Thanks, love see beetles too!  I'm heading back to where I'll be staying for most of the trip, Taichung, I'll post if I find anything!

Reactions: Like 1


----------



## BobBarley (Jun 24, 2016)

So I was at Hualien for the past couple of days and I found a couple of nice beetles.  Both of them were found in water and both were extremely unresponsive.  I thought they were both dead when I collected them.  It seems that after a couple hours they sort of just revived themselves, lol.  A stag and a rhinoceros beetle.  
_Oryctes rhinoceros:

_
Not the best pics as I don't have my macro lens right now...  _Female_

_Pseudorhaetus sinicus concolor:_
_


Female
_
So I'm keeping both of them (for as long as I'm in Taiwan at least) but I have a question about the rhinoceros beetle...  A quick Google search will show that that species is a pretty major pest of coconut palm trees.  Should I let her go when I leave Taiwan?  Any suggestions are appreciated.

Comparison:



General habitat:



Thanks for looking!!

Reactions: Like 5


----------



## Chris LXXIX (Jun 24, 2016)

Damn i envy you BobBarley :-s ah ah

Nice pictures. Taiwan is a jewel. Btw have you spotted badass Centipedes, by chance?

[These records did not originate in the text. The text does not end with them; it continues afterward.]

PR #80, opened 2023-06-16
Generate secrets and store them in juju secrets

nsklikas:
Generate cookie and system secrets and store them in juju secrets. 

Cookie secrets are used for signing cookies and system secrets are used for encrypting data stored in the database. The user may want access to the system secrets after the hydra application has been removed from juju as they may wish to access the data stored in the database, currently there is no solution for this use case.

### DIFF
--- a/src/charm.py
+++ b/src/charm.py
@@ -430,7 +430,7 @@ class HydraCharm(CharmBase):
             return
 
         if not self._get_secrets():
-            self.unit.status = WaitingStatus("Waiting for secret creation")
+            self.unit.status = WaitingStatus("Waiting for secrets creation")
             event.defer()
             return
 


src/charm.py
```diff
@@ -394,10 +420,22 @@ def _handle_status_update_config(self, event: HookEvent) -> None:
             self.unit.status = WaitingStatus("Waiting for database creation")
             return
 
+        if not self._get_secrets():
+            self.unit.status = WaitingStatus("Waiting for secret creation")
```
natalian98, line 424:
```suggestion
            self.unit.status = WaitingStatus("Waiting for secrets creation")
```

src/charm.py
```diff
@@ -356,6 +367,21 @@ def _pop_oauth_relation_peer_data(self, relation_id: int) -> Dict:
...
+            return juju_secret.get_content()
+        except SecretNotFoundError:
+            return None
+
+    def _create_secrets(self) -> Optional[Secret]:
+        if not self.unit.is_leader():
+            return None
+
+        secret = {COOKIE_SECRET_KEY: token_hex(16), SYSTEM_SECRET_KEY: token_hex(16)}
+        juju_secret = self.model.app.add_secret(secret, label=SECRETS_LABEL)
```
natalian98, line 382: Is it ok to have multiple keys in one juju secret? @gruyaume

natalian98 (commented):
Looks good to me, I'd just like to make sure that it's fine to have multiple keys in one juju secret.

src/charm.py
nsklikas: I think that since they are for the same use, which means that they will most of the time be fetched together and created together, it is fine. 

Now that I think about it though, if rotation is implemented we may want to separate them, so as to allow them to be rotated with different frequency. I think I should split them to different secrets after all.

nsklikas: I separated them.

natalian98 (approved):

natalian98 (dismissed):

natalian98 (approved):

Reactions: Like 1 | Funny 2


----------



## Venom1080 (Jun 24, 2016)

oh man am i ever jealous... great pics btw

Reactions: Like 2


----------



## BobBarley (Jun 24, 2016)

Chris LXXIX said:


> Damn i envy you BobBarley :-s ah ah
> 
> Nice pictures. Taiwan is a jewel. Btw have you spotted badass Centipedes, by chance?


Thanks!  I wish I found some centipedes!  Now that I've checked off finding a stag and rhinoceros beetle I'm on the lookout for scorpions, centipedes and the like.



Venom1080 said:


> oh man am i ever jealous... great pics btw


Thank you!

Reactions: Like 2


----------



## Nir Avraham (Jun 27, 2016)

What about scorpions? Did you find scorpions?

Reactions: Funny 1


----------



## BobBarley (Jun 27, 2016)

Nir Avraham said:


> What about scorpions? Did you find scorpions?

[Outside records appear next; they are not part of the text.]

PR #161, opened 2024-06-27
IAM-943

shipperizer:
IAM-943: hydra internal networking

- **feat: introduce internal ingress**
- **fix: use internal ingress if set, otherwise stick with k8s networking**
- **fix: patch if secret not found**

### DIFF
--- a/src/charm.py
+++ b/src/charm.py
@@ -41,6 +41,7 @@ from charms.traefik_k8s.v2.ingress import (
     IngressPerAppRequirer,
     IngressPerAppRevokedEvent,
 )
+from charms.traefik_route_k8s.v0.traefik_route import TraefikRouteRequirer
 from jinja2 import Template
 from ops.charm import (
     ActionEvent,
@@ -51,6 +52,7 @@ from ops.charm import (
     RelationCreatedEvent,
     RelationDepartedEvent,
     RelationEvent,
+    RelationJoinedEvent,
     WorkloadEvent,
 )
 from ops.main import main
@@ -65,6 +67,7 @@ from ops.model import (
 )
 from ops.pebble import ChangeError, Error, ExecError, Layer
 
+from constants import INTERNAL_INGRESS_RELATION_NAME
 from hydra_cli import HydraCLI
 from utils import normalise_url, remove_none_values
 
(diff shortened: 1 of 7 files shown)


src/charm.py
```diff
@@ -528,19 +636,14 @@ def _update_hydra_endpoints_relation_data(self, event: RelationEvent) -> None:
         logger.info("Sending endpoints info")
 
         admin_endpoint = (
-            self._admin_url
+            self._internal_url
             or f"http://{self.app.name}.{self.model.name}.svc.cluster.local:{HYDRA_ADMIN_PORT}"
         )
```
nsklikas, line 641: The `/admin` part is not needed?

Not yet, I am looking though.  Do you know what species are in Taiwan by any chance?  All I know is Liocheles australasiae.


----------



## Nir Avraham (Jun 27, 2016)

Taiwan Whip Scorpion (Typopeltis crucifer)- that all what I found.


----------



## BobBarley (Jun 27, 2016)

Nir Avraham said:


> Taiwan Whip Scorpion (Typopeltis crucifer)- that all what I found.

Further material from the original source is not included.